# Problème réinstallation OS 9.1



## hulkyoann (30 Octobre 2009)

Tout d'abord bonjour à tous!
Je sais que ce sujet à été plein de fois abordé, mais je n'ai trouvé aucun moyen de le résoudre (mais peut-être que je suis bête!)
Mon problème est le suivant : J'ai un iMac G3 à 500MHz et 768Mo de Ram (je l'ai rajoutée) avec comme système Mac OS 10.4.11, 10.3.9, et 9.2. La ou ça coince c'est que le système 9.2 est très bizarre. Quand je suis dessus impossible de mettre un jeu en route, de me connecté à mon réseau, etc. J'ai un peu fouillé et j'ai remarqué que y'avait qu'une 10zaine de Tableau Bord. Je ne sais pas si c'est ça mais bon. Comme flemmard que je suis, je me dit je vais réinstaller. Alors, je fais tout comme il faut : j'insère le CD de Mac OS 9.1 (ce n'est pas un update je suis sur!), je redémarre l'ordi en appuyant sur la touche C, et là ... Rien, a part le dossier avec un point d'interrogation qui veut dire qu'il ne trouve pas de dossier système. 30 s plus tard il démarre en 10.4.11. Alors j'essaie une deuxième fois en appuyant sur ALT au démarrage mais il ne m'affiche pas le CD de Mac OS 9.1. J'essaie alors une autre possibilité, je redemarre en 10.4.11 et je vais dans préférence ->demarrage pour choisir le CD d'install, mais là aussi au démarrage il me met le dossier avec point d'interrogation.
Alors aidez moi s'il vous plait!^^

Voici les infos de l'ordi de l'app Informations Système

Modèle de l'ordinateur: iMac
Type de processeur : PowerPC 750 (33.11)
Nombre de processeur: 1
Vitesse du processeur : 500MHz
Cache de niveau 2 (par processeur) : 256 Ko
Mémoire: 768Mo
Vitesse du bus: 100MHz
Versions ROM de demarrage : 4.A.9f1


Voilà c'est tout ce que je peux vous dire, je ne vois pas comment vous aidez plus pour me trouver une solution.
Je vous remercie d'avance d'avoir ce Topic et vous remercie d'avance de me répondre


----------



## Pascal 77 (31 Octobre 2009)

Première hypothèse qui me vienne à l'esprit, c'est que ton CD de Mac OS 9.1 soit en fait un CD d'installation d'un autre modèle de Mac (Power Mac, PowerBook), donc inutilisable sur un iMac !
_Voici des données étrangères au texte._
PR #32, opened 2018-03-14
bytescale

samsammurphy:
Casting an image to UINT8 might produce surprising results if not rescaled to between 0 and 255. Scipy have a neat function to handle this called bytescale(). It also allows users to define min and max values for the rescale (e.g. the percentiles returned by the metadata() methods).

I would suggest using it (or something like it). The example here has copied and pasted bytescale() into rio_tiler.utils and updated array_to_img().

The effect is that, if people display or save the Pillow image created by array_to_img() it _should_ always show something pretty.

### DIFF
--- a/rio_tiler/utils.py
+++ b/rio_tiler/utils.py
@@ -411,8 +411,39 @@ def cbers_parse_scene_id(sceneid):
 
     return meta
 
+def bytescale(arr, cmin=None, cmax=None, high=255, low=0):
+    """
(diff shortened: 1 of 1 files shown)


vincentsarago:
👀 I'm not sure to see how `bytescale` will be different from https://github.com/mapbox/rio-tiler/blob/master/rio_tiler/utils.py#L182 ?

samsammurphy:
Gosh! Apologies for missing that. Yep, looks like are essentially the same.

PR #34, opened 2018-03-26
rename rgb option to indexes and bands

### LINKED ISSUE #33: rename `rgb` option to `indexes` or `bands`
in `.main` we use `rgb` option to pass band indexes. If we want to use the same terminology as in rasterio we should use `indexes`. 

For `.sentinel2`, `.landsat8` and `cbers` I feel we should use the word `bands` (!= indexes, because we read individual band files) instead of `rgb`.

Par ailleurs, disposant d'une config similaire à la tienne : PowerBook "Pismo" (G3, 500 Mhz, 1 Go/80 Go) sous 10.4.11 et 9.2.2, après maints tests, j'ai volontairement désactivé l'accès internet depuis le système 9.2.2 pour deux raisons (dont au moins une : la seconde, est aussi valable pour toi) :

- WiFi : il faut au minimum le système 10.3.4 (de mémoire) pour gérer les clés WPA, et vu la vulnérabilité des clés WEP &#8230; 

- Outils : les outils internet du système 9, dont voilà maintenant près de 9 ans que le développement a été arrêté, sont aujourd'hui carrément obsolètes, et rendent l'utilisation d'internet, au mieux très aléatoire, au pire, carrément insupportable.


----------



## hulkyoann (31 Octobre 2009)

Le truc c'est que mon père avait acheté en 2001 2 iMac G3, un à 400MHz en avril 2001 avec le CD de 9.1 et la mise à jour 9.2.2, un en novembre 2001 la mise à jour et évidemment avec le système 10.0.
Il a installé OS 9.2.2 sur les 2 ordis, et depuis se jour rien à changé.
Sauf que nous avanos changé les disques dur, et que nous avons changé de système d'exploitation.
Mais ce qui est des plus étrange, c'est que je peux démarrer sous OS 9.2.2 avec mon disque dur, mais pas sur un CD OS 9.1. Alors que je peux démarrer sur n'inporte quel autre CD!


----------



## Invité (31 Octobre 2009)

C'est pas lié à la version de "Mac Os Rom" de ce 9.1 qui serait inférieure à version d'origine du Mac ?


----------



## Pascal 77 (31 Octobre 2009)

Invité a dit:


> C'est pas lié à la version de "Mac Os Rom" de ce 9.1 qui serait inférieure à version d'origine du Mac ?



Tous les iMac G3 de 2001 démarrent avec 9.1 et Mac OS Rom 7.5.1, que ça soit les "early 2001" (le cas du 400, apparemment), ou les "summer 2001" (le cas du 500), c'était le seul iMac G3 à avoir été fourni avec une version de Mac OS X d'origine (10.1 et même 10.2 pour les derniers).


----------



## hulkyoann (1 Novembre 2009)

Bah moi j'ai le "summer 2001" et 9.1 s'installait dessus.
Je me demande si ce n'est pas le firmware de l'iMac, car quand on est passé à la version 10.0, il fallait mettre à jour le firmware. Je ne suis pas très sur.
A votre avis?


----------



## Pascal 77 (1 Novembre 2009)

hulkyoann a dit:


> Bah moi j'ai le "summer 2001" et 9.1 s'installait dessus.
> Je me demande si ce n'est pas le firmware de l'iMac, car quand on est passé à la version 10.0, il fallait mettre à jour le firmware. Je ne suis pas très sur.
> A votre avis?



Pas du tout, j'ai eu naguère ici deux iMac G3 dont le firmware a été mis à jour pour OS X, un "summer 2000" à 450 Mhz et un "summer 2001" à 600 Mhz, je n'ai jamais éprouvé de problème à l'installation de Mac OS 9 !

Non, le problème, c'est le CD, si ton Summer 2001 est fourni avec OS X, tu dois avoir le CD d'installation de l'environnement "Classic", pourquoi n'utilises tu pas celui ci, l'installation se fait sans démarrer sur le CD, directement depuis OS X, ça serait plus simple !


----------



## Invité (1 Novembre 2009)

Pascal 77 a dit:


> Non, le problème, c'est le CD, si ton Summer 2001 est fourni avec OS X, tu dois avoir le CD d'installation de l'environnement "Classic", pourquoi n'utilises tu pas celui ci, l'installation se fait sans démarrer sur le CD, directement depuis OS X, ça serait plus simple !



On peut booter (si le matos le permet) avec un sys9 installé depuis X ?


----------